1920s/2018 Oscar Schmidt-made Electrified Ukulele




Update July 2018: I've added new pictures and updated the description where necessary.

I've had this extra-stiff, birch-bodied, little '20s Oscar Schmidt uke for a long time and I've always liked it but never really had a use for it. Strung with nylon or fluorocarbon it sounded thin and a little thwacky and it was always my fourth or fifth choice of the ukes in the house to pick up and strum. A year or so ago I modified the bridge and tuners to string it like a cavaquinho with steel in gauges suited to DGBE tuning (with the high E the same pitch as a mandolin's high E). I liked that, but because it's not a familiar voicing for me, I still only played it once in a while.

So -- seeing as this was the third school snow-day in two weeks (I feel like when the kids are home, my work schedule must involve a bit of play), I figured I could spend an hour or two solving my problem and making it useful. I've always wanted to try a steel-string electric uke, so I yanked the almost-dead original bridge off, made a funky metal bridge for it (for grounding and weirdness purposes), installed a mandolin-sized, blade-style, Fender-ish pickup, and wired it up. The pickup is an Alnico-mag unit with 4 poles hidden under the cover. It sounds good, though! The strings are gauged 13, 22w, 18w, 12 for high-G, GCEA tuning.

It sounds the biz and through a clean amp it has a mellow tone that really suits uke-style strumming and fingerpicking.
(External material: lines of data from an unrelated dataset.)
PR #642, opened 2023-06-09
create connection to database

ArinaPolna:


src/main/java/mate/jdbc/dao/ManufacturerDaoImp.java
```diff
@@ -0,0 +1,117 @@
...
+    public Optional<Manufacturer> get(Long id) {
+        try (Connection connection = ConnectionUtil.getConnection();
+                PreparedStatement getManufacturer = connection.prepareStatement(
+                          getManufacturerRequest)) {
+            getManufacturer.setLong(1, id);
+            ResultSet resultSet = getManufacturer.executeQuery();
+            if (resultSet.next()) {
+                String name = resultSet.getString("name");
+                String country = resultSet.getString("country");
+                Manufacturer manufacturer = new Manufacturer(id, name, country);
```
AnastasiiaVariuchuk, line 59: in the method get and getAll you use a construction 
Manufacturer manufacturer = new Manufacturer(id, name, country) 
to create a manufactory, maybe it makes sense to separate it into a method
private Manufacturer createManufacturer(ResultSet resultSet)
but its just my recommendation

src/main/java/mate/jdbc/Main.java
```diff
@@ -5,3 +5,4 @@ public static void main(String[] args) {
```
AnastasiiaVariuchuk, line 5: In my opinion, it is worth showing the work of some methods here

AnastasiiaVariuchuk (commented):
Your solution is absolutely good, just minor comments)

src/main/java/mate/jdbc/dao/ManufacturerDaoImp.java
ArinaPolna: good idea) i wiil implement it)

AnastasiiaVariuchuk (approved):

sarakhmen (changes requested):
Let's improve your solution :)

src/main/java/mate/jdbc/Main.java
```diff
@@ -1,7 +1,27 @@
...
+    public static void main(String[] args) {
+        ManufacturerDao manufacturerDao = (ManufacturerDao)
+                injector.getInstance(ManufacturerDao.class);
+        manufacturerDao.create(new Manufacturer("audi", "Italy"));
+        manufacturerDao.create(new Manufacturer("volvo", "Germany"));
+        manufacturerDao.delete(2L);
+        manufacturerDao.update(new Manufacturer(7L, "shkoda", "Japan"));
+        Optional<Manufacturer> manufacturerWithIndex9 = manufacturerDao.get(9L);
+        Optional<Manufacturer> manufacturerToCompare = Optional.ofNullable(
+                new Manufacturer(9L, "volvo", "Germany"));
```
sarakhmen, line 21: here in your example/test code let's not use hardcoded int literals as id parameter. I'd recommend creating and assigning the manufacturer to some variable first. And then you can retrieve from this variable an id field and pass it to the corresponding methods

sarakhmen (approved):
Good job, you can improve your solution if you want :)

PR #643, opened 2023-06-09
Created a connection to Database, implemented a ManufacturerDao

viprko:


ViktorBykh (changes requested):
Everything looks well)
I have a few suggestions

src/main/java/mate/jdbc/dao/ManufacturerDaoImpl.java
```diff
@@ -0,0 +1,116 @@
...
+
+    @Override
+    public Manufacturer update(Manufacturer manufacturer) {
+        try (Connection connection = ConnectionUtil.getConnection();
+                PreparedStatement updateManufacturerStatement = connection.prepareStatement(
+                        UPDATE_REQUEST)) {
+            updateManufacturerStatement.setString(1, manufacturer.getName());
+            updateManufacturerStatement.setString(2, manufacturer.getCountry());
+            updateManufacturerStatement.setLong(3, manufacturer.getId());
+            updateManufacturerStatement.executeUpdate();
```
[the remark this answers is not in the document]
viprko: I can't remove it, cos this is the main line that launches requests, without it, we would not change the DB. Also, I'm not sure about "checking how many rows we changed", cos it seems like it is easier to hack. Let's imagine it's accounts DB, I try to update the password, and the program throws an exception about 0 rows being changed, so now I know there is no such account, and make a script to identity what accounts exist.

ViktorBykh (approved):
Everything looks great)

src/main/java/mate/jdbc/Main.java
```diff
@@ -1,7 +1,39 @@
...
+        Manufacturer newManufacturer = new Manufacturer(5L, "Land Rover", "United Kingdom");
 
+        Optional<Manufacturer> getManufacturerById = manufacturerDao.get(5L);
+        System.out.println(getManufacturerById);
+
+        manufacturerDao.update(newManufacturer);
+        System.out.println(getManufacturerById);
+
+        boolean isDeleted = manufacturerDao.delete(8L);
+        System.out.println(isDeleted);
```
maxline, line 36: Let's also print the deleted with `manufacturerDao.get(id)`, or print all elements to see the on of them was deleted.

src/main/java/mate/jdbc/dao/ManufacturerDaoImpl.java
```diff
@@ -0,0 +1,119 @@
...
+import mate.jdbc.exceptions.DataProcessingException;
+import mate.jdbc.lib.Dao;
+import mate.jdbc.model.Manufacturer;
+import mate.jdbc.util.ConnectionUtil;
+
+@Dao
+public class ManufacturerDaoImpl implements ManufacturerDao {
+    private static final String INSERT_REQUEST =
+            "INSERT INTO manufacturers(name, country) VALUES(?, ?)";
+    private static final String GET_SINGLE_MANUFACTURER_REQUEST =
```
maxline, line 19:
```suggestion
    private static final String GET_BY_ID_REQUEST =
```

maxline (changes requested):
Good job! Let's improve the solution a bit

sarakhmen (approved):
Good job :)

PR #644, opened 2023-06-09
done task

ViktoriiaSemenchenko:


src/main/java/mate/jdbc/dao/impl/ManufacturerDaoImpl.java
```diff
@@ -0,0 +1,108 @@
...
+        String createQuery = "INSERT INTO manufacturers(name, country) VALUES (?, ?);";
+        try (Connection connection = ConnectionUtil.getConnection();
+                PreparedStatement createStatement =
+                        connection.prepareStatement(createQuery, Statement.RETURN_GENERATED_KEYS)) {
+            createStatement.setString(1, manufacturer.getName());
+            createStatement.setString(2, manufacturer.getCountry());
+            createStatement.executeUpdate();
+            ResultSet generatedKeys = createStatement.getGeneratedKeys();
+            if (generatedKeys.next()) {
+                Long id = generatedKeys.getObject(1, Long.class);
```
Gamemod13, line 30: better use name of column than index in ResultSet

src/main/java/mate/jdbc/util/ConnectionUtil.java
```diff
@@ -0,0 +1,29 @@
...
+        } catch (ClassNotFoundException e) {
+            throw new RuntimeException("Can`t load JDBC driver to MySql", e);
+        }
+    }
+
+    public static Connection getConnection() {
+        try {
+            Properties dbProperties = new Properties();
+            dbProperties.put("user", "root");
+            dbProperties.put("password", "academy23");
```
Gamemod13, line 22: you can replace user-password in constant fields аor easier replacement if necessary

Gamemod13 (changes requested):
Good work, but let's slighty improve your solution)

Gamemod13 (approved):
Good, you can use index for your ResultSet I think

sarakhmen (approved):
Excellent job, you can improve your solution if you want :)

I'm thinking this will be excellent for filling spaces on recordings or getting just the right weirdo solo going-on.




The inlay is non-original. I added this stuff years ago from random, ex-banjo pearl bits in my parts-bins.



Miraculously, the strings intonate almost perfectly along a straight line. The "saddle" is ebony-on-maple left-over from a broken banjo bridge. It's tacked in place with a little glue.
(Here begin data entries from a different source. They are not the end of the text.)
PR #648, opened 2023-06-09
Solved solution with connection to own DB

Pkrasota:


ViktoriiaSemenchenko (changes requested):
incredible work. One note - make a separate dao/impl package for ManufacturerDaoImpl

ViktoriiaSemenchenko (approved):
good luck)

src/main/java/mate/jdbc/dao/impl/ManufacturerDaoImpl.java
```diff
@@ -0,0 +1,120 @@
...
+            deleteStatement.setLong(1, id);
+            return deleteStatement.executeUpdate() > 0;
+        } catch (SQLException e) {
+            throw new DataProcessingException("Can't delete manufacturer from DB with id: "
+                    + id, e);
+        }
+    }
+
+    private Manufacturer getManufacturer(ResultSet resultSet) throws SQLException {
+        Manufacturer manufacturer = new Manufacturer();
```
maxline, line 114: You can use constructor with parameters, instead of default constructor with setter.

src/main/java/mate/jdbc/Main.java
```diff
@@ -1,7 +1,23 @@
...
-    public static void main(String[] args) {
 
+    private static final Injector injector = Injector.getInstance("mate.jdbc");
+
+    public static void main(String[] args) {
+        ManufacturerDao manufacturerDao =
+                (ManufacturerDao) injector.getInstance(ManufacturerDao.class);
+        Manufacturer manufacturer = new Manufacturer();
+        manufacturer.setName("Mercedes-Benz");
+        manufacturer.setCountry("Germany");
```
maxline, line 16: You can use constructor with parameters, instead of default constructor with setter.

maxline (approved):
Well done! Left two minor comments. Please take a look for the future.

PR #649, opened 2023-06-09
Implemented task jdbc

Valdemar619:


vladyslavkryvets (approved):
Good job!

src/main/java/mate/jdbc/dao/ManufacturerDaoImpl.java
```diff
@@ -0,0 +1,113 @@
...
+                PreparedStatement preparedStatement = connection.prepareStatement(GET_BY_ID)) {
+            preparedStatement.setLong(1, id);
+            ResultSet resultSet = preparedStatement.executeQuery();
+            Optional<Manufacturer> result;
+            if (resultSet.next()) {
+                result = Optional.of(createManufacturer(resultSet));
+            } else {
+                result = Optional.empty();
+            }
+            return result;
```
maxline, line 60: refactor in this way, and simplify `if` construction above
```suggestion
            return Optional.ofNullable(result);
```

src/main/java/mate/jdbc/dao/ManufacturerDaoImpl.java
```diff
@@ -0,0 +1,113 @@
...
+                PreparedStatement preparedStatement = connection.prepareStatement(DELETE_BY_ID)) {
+            preparedStatement.setLong(1, id);
+            return preparedStatement.executeUpdate() > 0;
+        } catch (Exception e) {
+            throw new DataProcessingException("Can't delete manufacturer by id " + id, e);
+        }
+    }
+
+    private Manufacturer createManufacturer(ResultSet resultSet) throws SQLException {
+        Manufacturer manufacturer = new Manufacturer("name", "country");
```
maxline, line 109: This is not correct piece of code. You should get `name` and `country` values from `resultSet`.
Also you can add a constructor with three parameters and use it here, instead of using setter for setting `id` value.

maxline (changes requested):
Good job! let's improve the solution

sarakhmen (approved):
Good job :)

Check out how many different tuners were on this over time! It came to me with some imprints and I added at least a couple different ones myself. It's now wearing ~$70 Gotoh UPT pegs that're 4:1 and geared like banjo tuners. These are lovely.





The only crack on the instrument is a shorter hairline on the lower-bout-rear that's tight, glued-up, and going nowhere.